Exercise aim:
From the listing below, copy only the lines running from the line that contains "PR #306, opened 2025-06-25" to the line that contains "Implemented **year filtering** for tables.", both included.

Provided information:
↓↓↓

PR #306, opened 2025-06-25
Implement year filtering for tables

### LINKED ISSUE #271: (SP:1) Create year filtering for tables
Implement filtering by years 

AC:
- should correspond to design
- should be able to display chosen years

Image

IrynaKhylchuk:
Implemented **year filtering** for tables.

↑↑↑
↓↓↓

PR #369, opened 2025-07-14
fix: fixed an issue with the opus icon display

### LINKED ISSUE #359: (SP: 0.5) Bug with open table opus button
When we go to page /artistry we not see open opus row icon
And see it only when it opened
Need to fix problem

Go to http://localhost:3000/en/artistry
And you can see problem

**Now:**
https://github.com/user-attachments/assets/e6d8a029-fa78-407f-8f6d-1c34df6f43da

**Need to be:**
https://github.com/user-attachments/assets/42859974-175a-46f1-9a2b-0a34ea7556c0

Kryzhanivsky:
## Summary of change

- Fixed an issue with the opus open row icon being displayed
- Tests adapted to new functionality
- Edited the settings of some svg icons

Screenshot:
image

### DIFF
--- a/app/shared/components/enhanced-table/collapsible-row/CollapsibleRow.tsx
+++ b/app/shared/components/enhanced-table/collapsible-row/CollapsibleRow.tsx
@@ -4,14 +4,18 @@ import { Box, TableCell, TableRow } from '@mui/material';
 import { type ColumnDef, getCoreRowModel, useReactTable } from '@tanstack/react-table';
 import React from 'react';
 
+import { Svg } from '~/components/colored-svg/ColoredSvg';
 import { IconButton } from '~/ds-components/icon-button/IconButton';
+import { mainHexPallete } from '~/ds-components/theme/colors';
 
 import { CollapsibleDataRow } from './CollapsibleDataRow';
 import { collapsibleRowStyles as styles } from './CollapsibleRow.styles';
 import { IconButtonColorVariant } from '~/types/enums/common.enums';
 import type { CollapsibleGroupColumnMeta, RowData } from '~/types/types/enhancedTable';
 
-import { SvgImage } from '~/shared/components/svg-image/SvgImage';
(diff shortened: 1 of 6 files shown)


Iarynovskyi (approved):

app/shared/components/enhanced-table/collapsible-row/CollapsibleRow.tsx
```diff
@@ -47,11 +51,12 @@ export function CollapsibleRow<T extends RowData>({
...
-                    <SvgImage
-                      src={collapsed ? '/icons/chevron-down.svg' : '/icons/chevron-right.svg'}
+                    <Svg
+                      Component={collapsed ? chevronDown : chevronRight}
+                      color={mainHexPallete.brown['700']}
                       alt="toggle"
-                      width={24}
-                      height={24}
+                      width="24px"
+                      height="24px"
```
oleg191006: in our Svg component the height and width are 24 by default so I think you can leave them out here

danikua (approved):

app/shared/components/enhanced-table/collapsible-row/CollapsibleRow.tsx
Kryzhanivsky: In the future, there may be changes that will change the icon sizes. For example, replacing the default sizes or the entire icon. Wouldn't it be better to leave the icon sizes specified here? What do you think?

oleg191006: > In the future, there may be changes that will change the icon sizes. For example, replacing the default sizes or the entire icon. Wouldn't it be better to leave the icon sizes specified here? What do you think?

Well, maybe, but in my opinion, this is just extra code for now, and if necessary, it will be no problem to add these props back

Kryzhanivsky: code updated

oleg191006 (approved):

↑↑↑

Response:
PR #306, opened 2025-06-25
Implement year filtering for tables

### LINKED ISSUE #271: (SP:1) Create year filtering for tables
Implement filtering by years 

AC:
- should correspond to design
- should be able to display chosen years

Image

IrynaKhylchuk:
Implemented **year filtering** for tables.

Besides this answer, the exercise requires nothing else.